Durante os anos 30, Adolf Hitler manteve relações bastante amistosas com a Polônia, quando esta era governada pelo marechal nacional-socialista Josef Pilsudski. As visões do marechal polonês eram em muitos aspectos parecidas com as de Adolf Hitler, porém sem o aspecto expansionista dos nazistas. Hitler firmou com Pilsudski um Pacto de Não-Agressão em 26 de janeiro de 1934. Alguns historiadores como Dariusz Baliszewski (autor do artigo Ostatnia wojna marszałka) sustentam que assim que Hitler chegou ao poder, Pilsudski alertou a França sobre o rearmamento da Alemanha, que violara o Tratado de Versalhes, porém a França se recusou a organizar uma aliança contra Hitler, levando Pilsudski a firmar um Tratado de Não-Agressão com Hitler exatamente como Stalin faria 5 anos mais tarde, após a recusa da mesma França e da Tchecoeslováquia de declarar guerra ao nazismo após a invasão dos Sudetos, região da Tchecoeslováquia.

Dream of the Polish Eagle - Warfare History Network

Josef e Josef: a amizade de dois charás

Durante os anos do Pacto Polaco-Germânico, Adolf Hitler propôs a Josef Pilsudski a formação de uma aliança militar contra outro Josef, Vissaryonovitch Djugashvilli, mais conhecido como "Stalin", ao que Pilsudski rejeitou. O Marechal Pilsudski entendia que uma Polônia forte seria uma Polônia isenta de conflitos e richas militares.

Tudo mudou com a morte de Pilsudski, visto por alguns estudiosos russos como Nikolay Starikov como o "Lenin do nacional-socialismo polonês". Seu funeral teve a participação pessoal do führer alemão Adolf Hitler. 

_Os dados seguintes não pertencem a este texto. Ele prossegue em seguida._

PR #162, opened 2021-10-05
Closes 151

### LINKED ISSUE #151: Frozen QPE
Attempts to use frozen core with QPE apparently lead to anomalous energies. @imagoulas would have further details.

We should identify the problem and fix it so that frozen orbitals can be used with QPE.

JonathonMisiewicz:
## Description
Closes #151.

## User Notes
- [x] Frozen orbitals with QPE are now supported.

## Checklist
- [x] Added tests for newly working features
- [x] Ready to go!

### DIFF
--- a/src/qforte/abc/algorithm.py
+++ b/src/qforte/abc/algorithm.py
@@ -75,10 +75,6 @@ class Algorithm(ABC):
                  print_summary_file=False,
                  **kwargs):
 
-        if isinstance(self, qf.QPE) and hasattr(system, 'frozen_core'):
-            if system.frozen_core + system.frozen_virtual > 0:
-                raise ValueError("QPE with frozen orbitals is not currently supported.")
-
         self._sys = system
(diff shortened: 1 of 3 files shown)


imagoulas (changes requested):
Currently, there are 3 tests that fail on my end.

In line 50 of utils/trotterization.py there is a `troterized_operator` that needs to be replaced by `trotterized_operator`. This will fix 2 of the 3 failing tests.

The third failing test is `test_freeze_orb_qpe`. I am getting
`assert -28.736737051008387 == -28.747184707540754 ± 1.1e-03`
Maybe you will need to play with the QPE parameters a little bit to make it pass.

JonathonMisiewicz:
I swear I had the `test_freeze_orb_qpe` test working this morning.

Most of those are trivial, but I'm seeing evidence of _another_ bug in the code. I'll deal with it, although I'm not happy that the situation was this bad. Thanks for catching that something was amiss.

PR #174, opened 2023-02-06
Removed get_final_energy function and modified conv_status

imagoulas:
## Description
Simplified the SPQE code. Removed the get_final_energy function. The modified conv_status function checks whether:
1) SPQE has converged
2) The maximum number of macro-iterations has been reached
3) The operator pool has been completely drained
In any case, it prints the current norm of the residual vector. To accomplish this, some reordering of printing statements was needed.

In a future PR, some related attributes, currently used by other parts of the code, will also be removed.

## User Notes
- [ ] Features added

## Checklist
- [ ] Documented source code
- [x ] Ready to go!

### DIFF
--- a/src/qforte/ucc/spqe.py
+++ b/src/qforte/ucc/spqe.py
@@ -79,6 +79,7 @@ class SPQE(UCCPQE):
         self._grad_norms = []
         self._tops = []
         self._tamps = []
+        self._stop_macro = False
         self._converged = False
         self._res_vec_evals = 0
         self._res_m_evals = 0
@@ -114,7 +115,7 @@ class SPQE(UCCPQE):
             f.write(f"#{'Iter(k)':>8}{'E(k)':>14}{'N(params)':>17}{'N(CNOT)':>18}{'N(measure)':>20}\n")
             f.write('#-------------------------------------------------------------------------------\n')
 
-        while not self._converged:
+        while not self._stop_macro:
 
             self.update_ansatz()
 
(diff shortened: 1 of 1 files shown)


JonathonMisiewicz:
I don't agree with (2). If the maximum number of macro-iterations have been reached without converging, I would normally consider that a failure to converge. I can see some cases (especially for private tests) where you would still mark a success when convergence stalls out. Can we add an option to allow _both_ behaviors, with maximum iterations reached being marked a non-convergence, by default?

imagoulas:
I see what you are saying. I was using the "_converged" in  a much more liberal way, namely, do I need more macro-iterations or not.  What if we add a second attribute such as "_stop_macro"? In that case, we can replace "while not self._converged" by "while not self._stop_macro".

JonathonMisiewicz:
Yes, that sounds agreeable to me!

src/qforte/ucc/spqe.py
```diff
@@ -106,17 +107,16 @@ def run(self,
             self._pool_obj.add_term(0.0, self.get_op_from_basis_idx(I))
 
         self.build_orb_energies()
-        spqe_iter = 0
-        hit_maxiter = 0
+
+        self._spqe_iter = 1
```
JonathonMisiewicz, line 111: Why is this now a member variable?

JonathonMisiewicz (commented):
Okay, much better.

src/qforte/ucc/spqe.py
imagoulas: I decided instead of passing it on the few functions that need it, to make it a member variable. If you prefer passing it, I can do that.

JonathonMisiewicz: At present, I don't see any functions that need it. If another PR is going to add them, I can keep it as a member variable for now.

PR #176, opened 2023-02-06
Symmetry adapted spqe pool

imagoulas:
## Description
Added symmetry-adapted (particle number, Sz, spatial) operator pool in SPQE. To do this efficiently, I created two dictionaries and a list. The "excitation_dictionary" maps the integers representing the symmetry-adapted determinants to the indices of the corresponding second-quantized operators in the pool. The "reversed_excitation_dictionary" is the inverse map. The "excitation_indices" list contains the integers representing the symmetry-adapted determinants. These structures also allowed the elimination of two functions ("add_from_basis_idx" and "get_op_from_basis_idx"). The symmetry-adapted pool permitted the simplification of the "get_residual_vector" function.

## User Notes
- [ ] Features added

## Checklist
- [ ] Documented source code
- [ x] Ready to go!

### DIFF
--- a/src/qforte/ucc/spqe.py
+++ b/src/qforte/ucc/spqe.py
@@ -436,13 +436,15 @@ class SPQE(UCCPQE):
                     print('     op index (Imu)     Number of times measured')
                     print('  -----------------------------------------------')
 
-                for Nmu_tup in Nmu_lst[:-1]:
+                for rmu_sq, global_op_idx in Nmu_lst[:-1]:
                     if(self._verbose):
-                        print(f"  {Nmu_tup[1]:10}                  {np.real(Nmu_tup[0]):14}")
-                    if(Nmu_tup[1] not in self._tops):
-                        self._tops.insert(0,self._excitation_dictionary[Nmu_tup[1]])
+                        print(f"  {global_op_idx:10}                  {np.real(rmu_sq):14}")
+                    if(global_op_idx not in self._tops):
+                        pool_idx = self._excitation_dictionary[global_op_idx]
+                        self._tops.insert(0,pool_idx)
                         self._tamps.insert(0,0.0)
-                        self._nbody_counts[len(self._pool_obj[self._excitation_dictionary[Nmu_tup[1]]][1].terms()[0][1]) - 1] += 1
+                        operator_rank = len(self._pool_obj[pool_idx][1].terms()[0][1])
+                        self._nbody_counts[operator_rank - 1] += 1
 
                 self._n_classical_params_lst.append(len(self._tops))
 
@@ -468,15 +470,17 @@ class SPQE(UCCPQE):
                     # Make a running list of operators. When the sum of res_sq exceeds the target, every operator
                     # from here out is getting added to the ansatz..
                     temp_ops = []
-                    for rmu_sq, op_idx in res_sq:
+                    for rmu_sq, global_op_idx in res_sq:
                         res_sq_sum += rmu_sq / (self._dt * self._dt)
                         if res_sq_sum > (self._spqe_thresh * self._spqe_thresh):
+                            pool_idx = self._excitation_dictionary[global_op_idx]
                             if(self._verbose):
-                                print(f"  {self._excitation_dictionary[op_idx]:10}                  {np.real(rmu_sq):14.12f}"
-                                      f"   {self._pool_obj[self._excitation_dictionary[op_idx]][1].str()}" )
-                            if self._excitation_dictionary[op_idx] not in self._tops:
-                                temp_ops.append(self._excitation_dictionary[op_idx])
-                                self._nbody_counts[len(self._pool_obj[self._excitation_dictionary[op_idx]][1].terms()[0][1]) - 1] += 1
+                                print(f"  {pool_idx:10}                  {np.real(rmu_sq):14.12f}"
+                                      f"   {self._pool_obj[pool_idx][1].str()}" )
+                            if pool_idx not in self._tops:
+                                temp_ops.append(pool_idx)
+                                operator_rank = len(self._pool_obj[pool_idx][1].terms()[0][1])
+                                self._nbody_counts[operator_rank - 1] += 1
 
                     for temp_op in temp_ops[::-1]:
                         self._tops.insert(0, temp_op)
@@ -485,13 +489,15 @@ class SPQE(UCCPQE):
                 else:
                     # Add the single operator with greatest rmu_sq not yet in the ansatz
                     res_sq.reverse()
-                    for rmu_sq, op_idx in res_sq[1:]:
-                        print(f"  {self._excitation_dictionary[op_idx]:10}                  {np.real(rmu_sq)/(self._dt * self._dt):14.12f}")
-                        if self._excitation_dictionary[op_idx] not in self._tops:
+                    for rmu_sq, global_op_idx in res_sq:
+                        pool_idx = self._excitation_dictionary[global_op_idx]
+                        print(f"  {pool_idx:10}                  {np.real(rmu_sq)/(self._dt * self._dt):14.12f}")
+                        if pool_idx not in self._tops:
                             print('Adding this operator to ansatz')
-                            self._tops.insert(0, self._excitation_dictionary[op_idx])
+                            self._tops.insert(0, pool_idx)
                             self._tamps.insert(0, 0.0)
-                            self._nbody_counts[len(self._pool_obj[self._excitation_dictionary[op_idx]][1].terms()[0][1]) - 1] += 1
+                            operator_rank = len(self._pool_obj[pool_idx][1].terms()[0][1])
+                            self._nbody_counts[operator_rank - 1] += 1
                             break
 
                 self._n_classical_params_lst.append(len(self._tops))
--- a/src/qforte/ucc/spqe.py
+++ b/src/qforte/ucc/spqe.py
@@ -103,7 +103,9 @@ class SPQE(UCCPQE):
                 self._nbody_counts.append(0)
 
         # create a pool of particle number, Sz, and spatial symmetry adapted second quantized operators
+        # Encode the occupation list into a bitstring
         ref = sum([b << i for i, b in enumerate(self._ref)])
+       # `& mask_alpha` gives the alpha component of a bitstring. `& mask_beta` does likewise.
         mask_alpha = 0x5555555555555555
         mask_beta = mask_alpha << 1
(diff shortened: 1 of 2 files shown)


JonathonMisiewicz:
Please add a test case that the SPQE operator pool is working correctly.

src/qforte/ucc/spqe.py
```diff
@@ -101,9 +102,41 @@ def run(self,
             if occupation:
                 self._nbody_counts.append(0)
 
+        # create a pool of particle number, Sz, and spatial symmetry adapted second quantized operators
+        ref = sum([b << i for i, b in enumerate(self._ref)])
```
JonathonMisiewicz, line 106:
```suggestion
        # Encode the occupation list into a bitstring
        ref = sum([b << i for i, b in enumerate(self._ref)])
```

src/qforte/ucc/spqe.py
```diff
@@ -101,9 +102,41 @@ def run(self,
...
+        mask_alpha = 0x5555555555555555
```
JonathonMisiewicz, line 107:
```suggestion
       # `& mask_alpha` gives the alpha component of a bitstring. `& mask_beta` does likewise.
        mask_alpha = 0x5555555555555555
```

src/qforte/ucc/spqe.py
```diff
@@ -101,9 +102,41 @@ def run(self,
...
+        idx = 0
+        # determinant id : excitation operator index
+        self._excitation_dictionary = {}
+        # list that holds the ids of determinants corresponding to operators in the pool
+        self._excitation_indices = []
         self._pool_obj = qf.SQOpPool()
-        for I in range(2 ** self._nqb):
-            self._pool_obj.add_term(0.0, self.get_op_from_basis_idx(I))
+        for I in range(1 << self._nqb):
+            alphas = [int(j) for j in bin(I & mask_alpha)[2:]]
```
JonathonMisiewicz, line 119: Why is the `[2:]` necessary?

src/qforte/ucc/spqe.py
```diff
@@ -101,9 +102,41 @@ def run(self,
...
+            betas = [int(j) for j in bin(I & mask_beta)[2:]]
+            if sum(alphas) == nalpha and sum(betas) == nbeta:
```
JonathonMisiewicz, line 121:
```suggestion
            # Confirm Sz symmetry
            if sum(alphas) == nalpha and sum(betas) == nbeta:
```

src/qforte/ucc/spqe.py
```diff
@@ -101,9 +102,41 @@ def run(self,
...
+                if sq_op_find_symmetry(self._sys.orb_irreps_to_int,
```
JonathonMisiewicz, line 122:
```suggestion
                # Confirm point group symmetry
                if sq_op_find_symmetry(self._sys.orb_irreps_to_int,
```

src/qforte/ucc/spqe.py
```diff
@@ -101,9 +102,41 @@ def run(self,
...
+                                       [len(alphas) - i - 1 for i, x in enumerate(alphas) if x],
+                                       [len(betas) -i - 1 for i, x in enumerate(betas) if x]) == self._irrep:
+                    excit = bin(ref ^ I).replace("0b", "")
+                    if excit != "0":
```
JonathonMisiewicz, line 126:
```suggestion
                    # Confirm excitation number is non-zero
                    if excit != "0":
```

src/qforte/ucc/spqe.py
```diff
@@ -101,9 +102,41 @@ def run(self,
...
-        for I in range(2 ** self._nqb):
-            self._pool_obj.add_term(0.0, self.get_op_from_basis_idx(I))
+        for I in range(1 << self._nqb):
+            alphas = [int(j) for j in bin(I & mask_alpha)[2:]]
+            betas = [int(j) for j in bin(I & mask_beta)[2:]]
+            if sum(alphas) == nalpha and sum(betas) == nbeta:
+                if sq_op_find_symmetry(self._sys.orb_irreps_to_int,
+                                       [len(alphas) - i - 1 for i, x in enumerate(alphas) if x],
+                                       [len(betas) -i - 1 for i, x in enumerate(betas) if x]) == self._irrep:
+                    excit = bin(ref ^ I).replace("0b", "")
```
JonathonMisiewicz, line 125:
```suggestion
                   # Create the bitstring of created/annihilated orbitals
                    excit = bin(ref ^ I).replace("0b", "")
```

src/qforte/ucc/spqe.py
```diff
@@ -309,59 +342,17 @@ def get_residual_vector(self, trial_amps):
...
-                I = basis_I.add()
 
-                ## check for correct dets
-                det_I = integer_to_ref(I, self._nqb)
-                nel_I = sum(det_I)
-                cor_spin_I = correct_spin(det_I, 0)
+            qc_temp = qforte.Computer(self._nqb)
+            qc_temp.apply_circuit(self._Uprep)
+            qc_temp.apply_operator(sq_op.jw_transform())
+            sign_adjust = qc_temp.get_coeff_vec()[self._reversed_excitation_dictionary[m]]
```
JonathonMisiewicz, line 349: Why, exactly is `sign_adjust` needed? That isn't clear to me from the original code.

src/qforte/ucc/spqe.py
```diff
@@ -439,16 +430,16 @@ def update_ansatz(self):
                     if(self._verbose):
                         print(f"  {Nmu_tup[1]:10}                  {np.real(Nmu_tup[0]):14}")
                     if(Nmu_tup[1] not in self._tops):
-                        self._tops.insert(0,Nmu_tup[1])
+                        self._tops.insert(0,self._excitation_dictionary[Nmu_tup[1]])
                         self._tamps.insert(0,0.0)
-                        self.add_from_basis_idx(Nmu_tup[1])
+                        self._nbody_counts[len(self._pool_obj[self._excitation_dictionary[Nmu_tup[1]]][1].terms()[0][1]) - 1] += 1
```
JonathonMisiewicz, line 435: What is `_nbody_counts`? It's not documented.

src/qforte/ucc/spqe.py
```diff
@@ -439,16 +430,16 @@ def update_ansatz(self):
...
 
                 self._n_classical_params_lst.append(len(self._tops))
 
         else: # when M_omega == 'inf', proceed with standard SPQE
```
JonathonMisiewicz, line 439: What's `M_omega`? That's nto documented, either.

src/qforte/ucc/spqe.py
imagoulas: Let's assume that we have M spin-orbitals. Using `& mask_alpha` on a given M-bit string will return an M-bit string with 0 in the "beta" positions and the alpha positions unchanged. I want the "alphas" list to have length equal to the number of spatials (M/2), hence the `[2:]` part.

src/qforte/ucc/spqe.py
imagoulas: I had the same question as you. In fact, when I first saw that I tried to remove it. The numerical results did not make sense. At some point I believe I figured out why it was needed, but now this knowledge has evaporated.

src/qforte/ucc/spqe.py
imagoulas: _nbody_counts is a list that stores the numbers of singles, doubles, .... in the final ansatz. It is being printed near the end of an SPQE run. I will add a comment with the explanation,

src/qforte/ucc/spqe.py
imagoulas: M_omega is the total number of measurements for determining the residuals (see the M symbol in Eq. (16) of the original SPQE paper). Essentially, setting it to "inf" means perfect measurement of all residuals. I never played with anything else than "inf". I will add a comment with the explanation.

src/qforte/ucc/spqe.py
JonathonMisiewicz: I just tested this. I think you mean that you want to strip the "0b" prefix?

src/qforte/ucc/spqe.py
JonathonMisiewicz: I'll try to figure it out myself.

JonathonMisiewicz: Got it.
coeffs_I is U^HU|Phi>. We want to measure <Phi| K U^HU|Phi>. We know which vector element of coeffs_I to probe, but the corresponding basis element might not have the same parity as <Phi |K. We correct for that by checking the parity of the corresponding basis element in K|Phi>.
If that makes sense, this _really_ should be a comment.

src/qforte/ucc/spqe.py
imagoulas: You are correct. I thought I was looping every two elements, but I was wrong.

JonathonMisiewicz: That'd be [::2], so not too far off.

src/qforte/ucc/spqe.py
imagoulas: Yep. Fermionic antisymmetry. I will add a comment.

src/qforte/ucc/spqe.py
```diff
@@ -439,16 +440,16 @@ def update_ansatz(self):
                     if(self._verbose):
                         print(f"  {Nmu_tup[1]:10}                  {np.real(Nmu_tup[0]):14}")
                     if(Nmu_tup[1] not in self._tops):
-                        self._tops.insert(0,Nmu_tup[1])
+                        self._tops.insert(0,self._excitation_dictionary[Nmu_tup[1]])
```
JonathonMisiewicz, line 443: This part of the code was confusing to begin with, and the sheer length of `len(self._pool_obj[self._excitation_dictionary[Nmu_tup[1]]][1].terms()[0][1]) - 1` makes it worse. Might I suggest writing `_, global_op_idx = Nmu_tup` so that you can replace `Nmu_tup[1]`? You can also define `pool_idx = self._excitation_dictionary[global_op_idx]`. I'd also encourage defining `operator_rank = len(self._pool_obj[pool_idx][1].terms()[0][1]) - 1` so that the incrementing of `_nbody_counts` is more transparent. These auxiliary variables should clean up most of the below code, as well.

Good variable names are self-documenting!

JonathonMisiewicz (commented):
I have one other request for code readability.

JonathonMisiewicz (approved):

Com a morte de Pilsudski, seu antigo camarada de armas tornou-se o novo Marechal da Polônia e em 1935 o "Segundo homem do Estado polonês" se tornaria o Ridz "Smigly", alcunha que lhe teria sido dada por suas qualidades pessoais, Smigly significando "corajoso, astuto", em polonês, alcunha essa que seria incorporada ao seu sobrenome, ele também foi promovido a marechal. Contrariando todas as posições de Pilsudski, em especial a de não se voltar para o Leste, Ridz-Smigly tomou todos os passos para tentar refundar a grande "Rzeczpospolita", isto é, a "República das Duas Nações" formada pela Polônia e Lituânia que ocupou grande parte da Europa Oriental durante a Idade Moderna. Era um Estado bastante organizado em vários aspectos, inclusive sendo um dos primeiros (segundo a historiografia polonesa o primeiro) a possuir uma constituição moderna, um Estado muito bem organizado que outrora fora elogiado por nomes como Friedrich Engels e mesmo Iosif Stalin em seus anos de revolucionário clandestino. Esse Estado, que foi um dos raros no mundo que conseguiu ocupar Moscou, desapareceu no século XIX, conquistado pelo Império Russo, após este derrotar Napoleão.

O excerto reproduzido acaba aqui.